## Work order
Where a line in the data below includes the word "like", count it. State the total and nothing more.

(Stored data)
PR #411, opened 2015-05-13
Update dockerhub repo name to point to org.

afirth:
Add example of linked containers. Add demo script
[Rendered docs](http://umms-ga4gh-server.readthedocs.org/en/2015-05-13_update_docker_docs/installation.html#deployment-on-docker)

### DIFF
--- a/scripts/demo_example.py
+++ b/scripts/demo_example.py
@@ -1,0 +1,29 @@
+#!/usr/bin/env python
+"""
+Example of client query
+"""
+from __future__ import division
+from __future__ import print_function
+from __future__ import unicode_literals
+
+
+import ga4gh.client as client
+import ga4gh.protocol as protocol
+
+
+def runDemo():
+    httpClient = client.HttpClient("http://server:80/current")
+    request = protocol.SearchVariantsRequest()
+    request.variantSetIds = ["1kg-phase1"]
+    request.referenceName = "2"
+    request.start = 33100
+    request.end = 34000
+    for variant in httpClient.searchVariants(request):
+        print(
+            variant.referenceName, variant.start, variant.end,
+            variant.referenceBases, variant.alternateBases,
+            sep="\t")
+
+
+if __name__ == '__main__':
+    runDemo()
--- a/docs/source/installation.rst
+++ b/docs/source/installation.rst
@@ -168,13 +168,13 @@ If you already have a dataset on your machine, you can download and deploy the a
 
 .. code-block:: bash
 
-  $ docker run -e GA4GH_DATA_SOURCE=/data -v /my/ga4gh_data/:/data:ro -itd -p 8000:80 --name ga4gh_server afirth/ga4gh_apache_server:prod
+  $ docker run -e GA4GH_DATA_SOURCE=/data -v /my/ga4gh_data/:/data:ro -d -p 8000:80 --name ga4gh_server afirth/ga4gh-server:latest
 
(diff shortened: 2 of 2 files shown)


scripts/demo_example.py
```diff
@@ -0,0 +1,17 @@
+#!/usr/bin/env python
+from __future__ import print_function
+
+import ga4gh.client as client
+import ga4gh.protocol as protocol
+
+httpClient = client.HttpClient("http://server:80/v0.6.e6d6074")
```
dcolligan: If this is working off the `develop` branch, you can use the `current` alias instead of having the protocol version in the URL

scripts/demo_example.py
```diff
@@ -0,0 +1,17 @@
...
+request = protocol.SearchVariantsRequest()
+request.variantSetIds = ["1kg-phase1"]
+request.referenceName = "2"
+request.start = 33100
+request.end = 34000
+for variant in httpClient.searchVariants(request):
+    print(
+        variant.referenceName, variant.start, variant.end,
+        variant.referenceBases, variant.alternateBases,
+        sep="\t")
```
dcolligan: Usually python files have the main code encapsulated in a `if __name__ == '__main__':` block so that importing the module doesn't run the code.

scripts/demo_example.py
```diff
@@ -0,0 +1,17 @@
+#!/usr/bin/env python
+from __future__ import print_function
```
dcolligan: Just as a matter of consistency / style, you should probably include the same header lines that we do on all of our python files:
```
```

scripts/demo_example.py
afirth: This example is straight from the demo docs, all I added is the shebang line [and the /current alias]. Is it worth fleshing out? If so, would you mind submitting a PR against this branch?
Thanks for the /current alias, that was upsetting me too and then I found #387

scripts/demo_example.py
afirth: as above

scripts/demo_example.py
dcolligan: True, but that's not python code thats in our repo, as this file is.  @jeromekelleher what do you think?

scripts/demo_example.py
jeromekelleher: I'm with @dcolligan here --- the code checked into our repo here should conform to our style guidelines and be consistent with the rest of our code base. I agree on both the imports and the `__main__` bit.

jeromekelleher:
This looks good @afirth, thanks very much. I think it's good to merge once you update the example script. It would be good to add the standard imports (these are nasty Python 2/3 gotchas, and others may copy this script before working with it further). Also, I'd like to see a `main()` function just for consistency, and a quick module docstring explaining what the file is.

afirth:
everyone happy with comment resolution? if so, i will squash commits

dcolligan:
Looks like you addressed my concerns, but usually we only give out +1's to the commits that are actually going to be committed (in this case, the post-squash ones) since we read +1 as "this is okay to commit to mainline."

jeromekelleher:
Yep, I'm +1 once the commits are squashed.

afirth:
OK, squashed. Recommend you use the mergable tag for that so that you can see the comment fixes separately (compare links don't work across rebase), but I suppose it doesn't matter much. Anyway, this should be good to go.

## Your solution
2